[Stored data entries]

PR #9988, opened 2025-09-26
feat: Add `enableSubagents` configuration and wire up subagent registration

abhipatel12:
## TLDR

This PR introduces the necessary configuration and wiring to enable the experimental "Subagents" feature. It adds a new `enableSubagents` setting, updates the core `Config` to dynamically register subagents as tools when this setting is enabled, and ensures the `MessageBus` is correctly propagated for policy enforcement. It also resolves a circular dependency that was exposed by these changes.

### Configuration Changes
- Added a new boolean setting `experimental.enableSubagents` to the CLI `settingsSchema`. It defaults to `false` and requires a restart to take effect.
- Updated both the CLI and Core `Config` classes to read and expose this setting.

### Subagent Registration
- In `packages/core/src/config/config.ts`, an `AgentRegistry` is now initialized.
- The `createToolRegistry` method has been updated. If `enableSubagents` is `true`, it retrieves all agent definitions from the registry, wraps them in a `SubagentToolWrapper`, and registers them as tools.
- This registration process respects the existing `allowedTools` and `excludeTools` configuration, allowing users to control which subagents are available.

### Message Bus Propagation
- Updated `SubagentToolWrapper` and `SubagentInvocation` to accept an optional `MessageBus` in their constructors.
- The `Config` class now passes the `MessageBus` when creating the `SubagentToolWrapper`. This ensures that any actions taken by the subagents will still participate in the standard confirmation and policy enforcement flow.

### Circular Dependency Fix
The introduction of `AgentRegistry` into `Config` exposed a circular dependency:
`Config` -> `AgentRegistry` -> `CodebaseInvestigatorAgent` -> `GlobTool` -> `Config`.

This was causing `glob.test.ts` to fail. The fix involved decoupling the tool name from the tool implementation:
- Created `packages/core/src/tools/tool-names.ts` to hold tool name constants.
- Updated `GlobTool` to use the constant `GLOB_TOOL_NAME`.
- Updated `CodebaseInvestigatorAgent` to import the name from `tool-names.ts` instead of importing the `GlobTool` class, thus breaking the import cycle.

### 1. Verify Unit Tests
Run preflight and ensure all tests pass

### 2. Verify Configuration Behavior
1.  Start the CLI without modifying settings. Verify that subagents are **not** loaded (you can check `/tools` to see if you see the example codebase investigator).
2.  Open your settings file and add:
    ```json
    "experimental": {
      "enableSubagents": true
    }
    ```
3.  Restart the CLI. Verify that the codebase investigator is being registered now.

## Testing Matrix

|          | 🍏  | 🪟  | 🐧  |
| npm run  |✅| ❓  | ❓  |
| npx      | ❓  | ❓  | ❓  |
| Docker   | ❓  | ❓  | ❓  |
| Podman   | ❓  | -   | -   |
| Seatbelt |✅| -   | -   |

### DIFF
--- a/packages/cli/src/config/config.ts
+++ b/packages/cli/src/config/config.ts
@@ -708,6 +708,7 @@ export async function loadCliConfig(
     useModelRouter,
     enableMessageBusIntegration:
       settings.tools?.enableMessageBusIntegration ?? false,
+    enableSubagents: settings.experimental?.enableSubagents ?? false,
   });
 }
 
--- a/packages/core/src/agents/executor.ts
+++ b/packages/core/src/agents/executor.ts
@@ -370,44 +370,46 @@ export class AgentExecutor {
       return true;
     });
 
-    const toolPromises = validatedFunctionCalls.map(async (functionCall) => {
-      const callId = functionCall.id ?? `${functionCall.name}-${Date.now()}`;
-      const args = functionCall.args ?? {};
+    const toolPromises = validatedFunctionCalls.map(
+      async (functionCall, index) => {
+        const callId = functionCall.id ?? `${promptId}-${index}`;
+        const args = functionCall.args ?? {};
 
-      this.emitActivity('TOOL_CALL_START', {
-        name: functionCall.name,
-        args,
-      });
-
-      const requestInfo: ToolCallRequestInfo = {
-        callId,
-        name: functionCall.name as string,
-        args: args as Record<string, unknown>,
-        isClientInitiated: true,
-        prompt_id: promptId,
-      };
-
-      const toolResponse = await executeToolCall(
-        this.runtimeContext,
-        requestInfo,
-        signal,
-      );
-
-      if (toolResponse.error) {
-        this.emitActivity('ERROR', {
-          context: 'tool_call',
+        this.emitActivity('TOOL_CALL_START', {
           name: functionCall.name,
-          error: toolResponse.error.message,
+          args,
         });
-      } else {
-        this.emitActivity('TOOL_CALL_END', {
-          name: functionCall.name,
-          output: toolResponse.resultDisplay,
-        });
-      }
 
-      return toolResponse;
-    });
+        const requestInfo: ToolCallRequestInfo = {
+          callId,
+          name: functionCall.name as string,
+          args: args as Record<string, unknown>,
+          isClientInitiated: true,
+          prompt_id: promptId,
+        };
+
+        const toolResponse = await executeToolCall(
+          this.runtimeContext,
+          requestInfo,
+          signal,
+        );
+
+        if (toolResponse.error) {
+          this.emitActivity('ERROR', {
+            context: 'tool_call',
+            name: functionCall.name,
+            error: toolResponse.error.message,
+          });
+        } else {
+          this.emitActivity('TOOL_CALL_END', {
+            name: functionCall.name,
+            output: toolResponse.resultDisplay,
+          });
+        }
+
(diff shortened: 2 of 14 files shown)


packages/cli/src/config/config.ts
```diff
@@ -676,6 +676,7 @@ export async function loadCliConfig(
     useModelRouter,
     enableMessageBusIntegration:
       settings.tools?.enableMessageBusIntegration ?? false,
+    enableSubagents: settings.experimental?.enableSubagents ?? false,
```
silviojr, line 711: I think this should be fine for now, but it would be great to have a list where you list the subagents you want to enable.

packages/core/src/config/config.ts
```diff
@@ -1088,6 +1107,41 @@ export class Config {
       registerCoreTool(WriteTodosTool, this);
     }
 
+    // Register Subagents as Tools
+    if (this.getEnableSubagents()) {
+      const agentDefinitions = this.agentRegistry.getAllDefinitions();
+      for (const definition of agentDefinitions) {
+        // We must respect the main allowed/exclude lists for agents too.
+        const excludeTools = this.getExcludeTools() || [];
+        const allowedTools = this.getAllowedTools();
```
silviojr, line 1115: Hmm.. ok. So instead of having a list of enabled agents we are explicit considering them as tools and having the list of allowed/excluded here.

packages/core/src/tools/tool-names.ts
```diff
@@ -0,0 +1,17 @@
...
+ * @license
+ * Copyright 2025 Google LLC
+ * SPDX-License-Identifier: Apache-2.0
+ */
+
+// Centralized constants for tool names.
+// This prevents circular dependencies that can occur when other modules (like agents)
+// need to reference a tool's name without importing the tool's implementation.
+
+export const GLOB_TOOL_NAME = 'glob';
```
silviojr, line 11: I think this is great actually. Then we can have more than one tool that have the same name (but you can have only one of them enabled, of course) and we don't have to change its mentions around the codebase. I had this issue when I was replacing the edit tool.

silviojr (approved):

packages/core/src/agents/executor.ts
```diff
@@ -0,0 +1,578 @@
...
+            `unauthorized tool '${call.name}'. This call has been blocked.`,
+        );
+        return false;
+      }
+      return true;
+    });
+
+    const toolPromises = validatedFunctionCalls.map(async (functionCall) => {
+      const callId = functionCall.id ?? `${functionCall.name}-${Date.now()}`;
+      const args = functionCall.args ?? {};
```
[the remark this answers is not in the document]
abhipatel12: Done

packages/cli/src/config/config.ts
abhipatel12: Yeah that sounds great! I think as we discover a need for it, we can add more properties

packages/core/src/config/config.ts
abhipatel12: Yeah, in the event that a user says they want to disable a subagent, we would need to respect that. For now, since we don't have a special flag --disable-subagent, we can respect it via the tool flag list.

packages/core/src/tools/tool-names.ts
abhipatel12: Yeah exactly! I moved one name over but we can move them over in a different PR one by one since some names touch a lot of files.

Requirement. Among the lines above, which hold the word "ensures"? Report each one.

Exercise result.
This PR introduces the necessary configuration and wiring to enable the experimental "Subagents" feature. It adds a new `enableSubagents` setting, updates the core `Config` to dynamically register subagents as tools when this setting is enabled, and ensures the `MessageBus` is correctly propagated for policy enforcement. It also resolves a circular dependency that was exposed by these changes.
- The `Config` class now passes the `MessageBus` when creating the `SubagentToolWrapper`. This ensures that any actions taken by the subagents will still participate in the standard confirmation and policy enforcement flow.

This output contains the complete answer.